GIVEN DATA Block Start

PR #5002, opened 2020-12-03
Fix Hazelcast Cluster shutdown when configuration is reloaded

NgSekLong:
See this group post: https://groups.google.com/a/apereo.org/g/cas-user/c/xix3So1Hsrg

I encountered an issue with  **reload configuration dynamically** features shutting down **Hazelcast ticket cluster** hence impacting login during my testing. This PR is intended to fix the issue.

## Steps to reproduce the issue:
1. Follow this article to setup dynamic configuration reload: https://fawnoos.com/2020/05/02/cas62x-reloadable-configuration/
2. Add Hazelcast Ticekt Registry feature to `build.gradle`
3. Go to `/cas/login` able to login
4. Edit `/etc/cas/config/cas.properties` , hence trigger a reload
5. Seeing `shutting down 127.0.0.1 hazelcast cluster` INFO message
6.  Go to `/cas/login` not able to login, see `Hazelcast cluster is not active` ERROR message

## Solution

Remove the `@RefreshScope` as suggested in the above will fix this issue

## Analyze on why the issue and solution works:

I think the issue is related to the `casTicketRegistryHazelcastInstance` having `@Bean(destroyMethod = "shutdown")` tag, which trigger the shutdown of Hazelcast cluster when reload.

However, instead of starting Hazelcast back up after `shutdown` is initialized, instead I think for Hazelcast Ticket Registry, it doesn't make too much sense giving it `@RefreshScope`.

For people with Hazelcast Ticket Registry with only 1 node, changing the Hazelcast ticket registry properties means stopping the ticket registry and starting it again, which **destroy all ticket inside**, which is no good.

For people with Hazelcast Ticket Registry with 2 nodes, changing the Hazelcast ticket registry also put it momentary into single node mode. Issue being this will happen for every CAS properties reload, making reloading a relative dangerous operation.

Therefore, I suggest the removal of `@RefreshScope` on Hazelcast Ticket Registry, see if my point is across and make sense.

This will need to be back ported `6.2.x` (issue starts with `6.1.x` , however I think no need backport to it anymore due to soon EOL)

Many thanks, hopefully I explain this clearly, thanks.

### DIFF
--- a/support/cas-server-support-hazelcast-ticket-registry/src/main/java/org/apereo/cas/config/HazelcastTicketRegistryConfiguration.java
+++ b/support/cas-server-support-hazelcast-ticket-registry/src/main/java/org/apereo/cas/config/HazelcastTicketRegistryConfiguration.java
@@ -19,7 +19,6 @@ import org.springframework.beans.factory.annotation.Autowired;
 import org.springframework.beans.factory.annotation.Qualifier;
 import org.springframework.boot.autoconfigure.condition.ConditionalOnMissingBean;
 import org.springframework.boot.context.properties.EnableConfigurationProperties;
-import org.springframework.cloud.context.config.annotation.RefreshScope;
 import org.springframework.context.annotation.Bean;
 import org.springframework.context.annotation.Configuration;
 
--- a/support/cas-server-support-hazelcast-ticket-registry/src/main/java/org/apereo/cas/config/HazelcastTicketRegistryConfiguration.java
+++ b/support/cas-server-support-hazelcast-ticket-registry/src/main/java/org/apereo/cas/config/HazelcastTicketRegistryConfiguration.java
@@ -49,7 +49,6 @@ public class HazelcastTicketRegistryConfiguration {
     private ObjectProvider<TicketCatalog> ticketCatalog;
 
     @Bean
-    @RefreshScope
     public TicketRegistry ticketRegistry() {
         val hz = casProperties.getTicket().getRegistry().getHazelcast();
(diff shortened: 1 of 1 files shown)


mmoayyed:
> Therefore, I suggest the removal of @RefreshScope on Hazelcast Ticket Registry, see if my point is across and make sense.

I certainly agree. Thanks very much!

Would you prefer to send a PR for the 6.2.x branch, or would you rather I do that on your behalf?

NgSekLong:
> Would you prefer to send a PR for the 6.2.x branch, or would you rather I do that on your behalf?

I'll do myself now, thanks!

mmoayyed:
Please fix the build failures.

NgSekLong:
I only change one line being removing the `@RefreshScope` here: https://github.com/apereo/cas/pull/5002/files

Hmm... let me have a look why there are build error...

mmoayyed:
```
Error: eckstyle] [ERROR] /home/runner/work/cas/cas/support/cas-server-support-hazelcast-ticket-
registry/src/main/java/org/apereo/cas/config/HazelcastTicketRegistryConfiguration.java:22:8: Unused import - 
org.springframework.cloud.context.config.annotation.RefreshScope. [UnusedImports]
> Task :support:cas-server-support-hazelcast-ticket-registry:checkstyleMain FAILED
```

NgSekLong:
Thanks for the tips!
I changed computer a while ago so my previous Intellij project setup is gone. I am making these PR using Github editor so the PR is very messy.
Will setup the Intellij project again soon, thanks!

PR #5004, opened 2020-12-03
Fix `cas.events.track-configuration-modifications` not set to true by…

NgSekLong:
## What this PR does

Fix `cas.events.track-configuration-modifications` not set to true by default issue, by applying `matchIfMissing = true` on the relevant bean.

## Issue

* Dynamic reload not possible unless specifying  `cas.events.track-configuration-modifications` to `true`. 
* However,  `cas.events.track-configuration-modifications`  is seemingly intended to be set to `true` by default (below for more elaboration)
* Hence this PR to fix this issue.

## Detail
By default , `cas.events.track-configuration-modifications` seems intended to be set as true, see:
https://github.com/apereo/cas/blob/master/api/cas-server-core-api-configuration-model/src/main/java/org/apereo/cas/configuration/model/core/events/EventsProperties.java#L43

However, we find out that the value actually is not applied, and we need to manually add `cas.events.track-configuration-modifications` back in.

See this discussion: https://github.com/apereo/cas/pull/4988#issuecomment-737750615

## Solution

This PR will add back the `matchIfMissing = true` for the `casConfigurationWatchService` bean. I have tested this will fix the issue.

I have also change the style from `value = xxx` to `prefix = xx, name = xx`, to align with other syntax in CAS project.
See: https://github.com/apereo/cas/search?q=havingValue, will see the general syntax for `@ConditionalOnProperty`

See if this PR makes sense, many thanks!

### DIFF
--- a/core/cas-server-core-configuration/src/main/java/org/apereo/cas/configuration/config/CasCoreBootstrapStandaloneWatchConfiguration.java
+++ b/core/cas-server-core-configuration/src/main/java/org/apereo/cas/configuration/config/CasCoreBootstrapStandaloneWatchConfiguration.java
@@ -33,7 +33,7 @@ public class CasCoreBootstrapStandaloneWatchConfiguration {
     @Qualifier("configurationPropertiesEnvironmentManager")
     private ObjectProvider<CasConfigurationPropertiesEnvironmentManager> configurationPropertiesEnvironmentManager;
 
-    @ConditionalOnProperty(value = "cas.events.track-configuration-modifications", havingValue = "true")
+    @ConditionalOnProperty(prefix = "cas.events", name = "track-configuration-modifications", havingValue = "true", matchIfMissing = true)
     @Bean
     public CasConfigurationWatchService casConfigurationWatchService() {
         return new CasConfigurationWatchService(configurationPropertiesEnvironmentManager.getObject(), applicationContext);


mmoayyed:
>Dynamic reload not possible unless specifying cas.events.track-configuration-modifications to true

Thanks much for the patch. The expectation is that the property must explicitly and forcefully be set by the adopter to activate this functionality. This is a very fringe use case and should not be enabled by default (or turned off forcefully). 

If you'd like as I recommended before, you can elaborate on the need for this *behavior* in the documentation, but having it on by default is a no pass.

NgSekLong:
I see! Thanks.

In that case, can we possible change  this value:
https://github.com/apereo/cas/blob/master/api/cas-server-core-api-configuration-model/src/main/java/org/apereo/cas/configuration/model/core/events/EventsProperties.java#L43

From 
>private boolean trackConfigurationModifications = true;

To
> private boolean trackConfigurationModifications;

If it is not intended to be set to true by default, this part of the code set to `true` would be confusing, many thanks.

mmoayyed:
I agree. Would you mind updating this PR to set that value to false by default?

NgSekLong:
In that case, I would prefer to submit a new PR instead of updating this one, since the nature of the PR is different, thanks.

mmoayyed:
Sounds good, sure. Thanks!

>

PR #5006, opened 2020-12-05
WIP - Login with a QR "badge"

bwinston-sdp:
Hello!

This is currently WIP, but the intention of this module is to allow users to log in using a QR code that is read by the user's webcam. The QR code contains the user's username/password credentials in an encrypted format, and this module decrypts these credentials and submits them via the configured username/password authentication flow.

Important notes:
 - This is *not* MFA -- the QR code is used instead of a user's typical credentials, not in addition to them.
 - The QR code is static -- the user uses the same QR code to log in over the lifetime of the underlying credentials.

Discussion points:
 - Security -- this feature is intended as an option for users who are unable to physically type in their credentials, not for anyone and everyone. The proposed methodology feels like an appropriate trade-off of security and usability, but I am neither a security nor usability expert and would love to hear any feedback.
 - Naming convention -- since there are already a few QR code-related bits in CAS, I don't know if it would be appropriate to come up with a distinguishable name for this (I proposed "badge" because it's akin to flashing an RFID card to gain access to a room, but I'm inconsistent in the code thus far) or if this should be merged with the "qr-authentication" module (somehow).


mmoayyed (changes requested):
Hi Ben, I remember discuss this change with it's great to see you with a pull request here! Nicely done.

Two things:

> if this should be merged with the "qr-authentication" module (somehow).

1. Yes. This change, if/when accepted, will most definitely need to be merged with the existing QR module, and expose relevant options to enable/disable it where necessary.

> I am neither a security nor usability expert and would love to hear any feedback.

2. Before we go down that road, we need to evaluate whether this functionality can or should in fact find a place in the CAS codebase. You'll need to post a message to the CAS community on the relevant mailing lists to see if this sort of thing has any backers or can attract community interest. Poll, demo, explain, ask for a vote etc from interested parties on the list. If that all looks promising, given the *fringe* nature of the change, we'd next need to find a few adopters who'd be using this feature in production as you have it in form of a 3rd party extension (managed and maintained by you and/or the district) so we'd know there is some community element behind the change that can maintain, patch and fix issues. Pulling in a large set of files to form a feature is specially taxing for CAS to maintain, if there is no interest in the community to share/handle the workload.

bwinston-sdp:
Hey Misagh! Good to hear from you. I will write something up and reach out to the community list!

mmoayyed:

GIVEN DATA Block End

- [WHAT IS EXPECTED] In the data above, which lines include "specifying"? Return those lines.

- [ANSWER SPACE]
* Dynamic reload not possible unless specifying  `cas.events.track-configuration-modifications` to `true`. 
>Dynamic reload not possible unless specifying cas.events.track-configuration-modifications to true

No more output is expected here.